Brief
The entries below contain a line with "This PR pulls" and a line with "import LinkAction from './LinkAction';". Quote exactly those two lines and all lines between them.

Data for processing
PR #1162, opened 2018-10-26
Dynamic Source Token for Link Action

mendelB:
### What does this PR do?

This PR pulls the `state.user.source` field as a new `source` prop for the `LinkAction` and uses it as a valid dynamic token for `link`.

The `source` prop in the container defaults to `undefined` if `null`, allowing the default prop to be set as `'web'`, since that was the hardcoded value previously configured.

###  background context you want to provide?
The `user.source` field is set initially in the [`AppServiceProvider`](https://github.com/DoSomething/phoenix-next/blob/master/app/Providers/AppServiceProvider.php#L49), pulled from the `utm_source` query parameter.

This allows us to dynamically source link actions, instead of manually creating separate links, and thus content pages for SMS and WEB. (more deets in the Pivotal ticket.)

To test this, go to https://dosomething-phoenix-de-pr-1162.herokuapp.com/us/testing-dynamic-source and append any `utm_source=` param. The link on the page should have the correct source set based on your input.

Here's the entry https://app.contentful.com/spaces/81iqaqpfd8fy/environments/dev/entries/S5tdCOzMwSa6KI4eegUCG?previousEntries=1RAcQWG72cCCOQiweO0Qg2

Refs [Pivotal ID #161090964](https://www.pivotaltracker.com/story/show/161090964)

### DIFF
--- a/resources/assets/components/actions/LinkAction/LinkActionContainer.js
+++ b/resources/assets/components/actions/LinkAction/LinkActionContainer.js
@@ -1,17 +1,19 @@
 import { connect } from 'react-redux';
 
 import LinkAction from './LinkAction';
+import { withoutNulls } from '../../../helpers';
 import { getUserId } from '../../../selectors/user';
 
 /**
  * Provide state from the Redux store as props for this component.
  */
-const mapStateToProps = state => ({
-  userId: getUserId(state),
-  campaignId: state.campaign.legacyCampaignId,
-  campaignRunId: state.campaign.legacyCampaignRunId,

Solution
This PR pulls the `state.user.source` field as a new `source` prop for the `LinkAction` and uses it as a valid dynamic token for `link`.

The `source` prop in the container defaults to `undefined` if `null`, allowing the default prop to be set as `'web'`, since that was the hardcoded value previously configured.

###  background context you want to provide?
The `user.source` field is set initially in the [`AppServiceProvider`](https://github.com/DoSomething/phoenix-next/blob/master/app/Providers/AppServiceProvider.php#L49), pulled from the `utm_source` query parameter.

This allows us to dynamically source link actions, instead of manually creating separate links, and thus content pages for SMS and WEB. (more deets in the Pivotal ticket.)

To test this, go to https://dosomething-phoenix-de-pr-1162.herokuapp.com/us/testing-dynamic-source and append any `utm_source=` param. The link on the page should have the correct source set based on your input.

Here's the entry https://app.contentful.com/spaces/81iqaqpfd8fy/environments/dev/entries/S5tdCOzMwSa6KI4eegUCG?previousEntries=1RAcQWG72cCCOQiweO0Qg2

Refs [Pivotal ID #161090964](https://www.pivotaltracker.com/story/show/161090964)

### DIFF
--- a/resources/assets/components/actions/LinkAction/LinkActionContainer.js
+++ b/resources/assets/components/actions/LinkAction/LinkActionContainer.js
@@ -1,17 +1,19 @@
 import { connect } from 'react-redux';
 
 import LinkAction from './LinkAction';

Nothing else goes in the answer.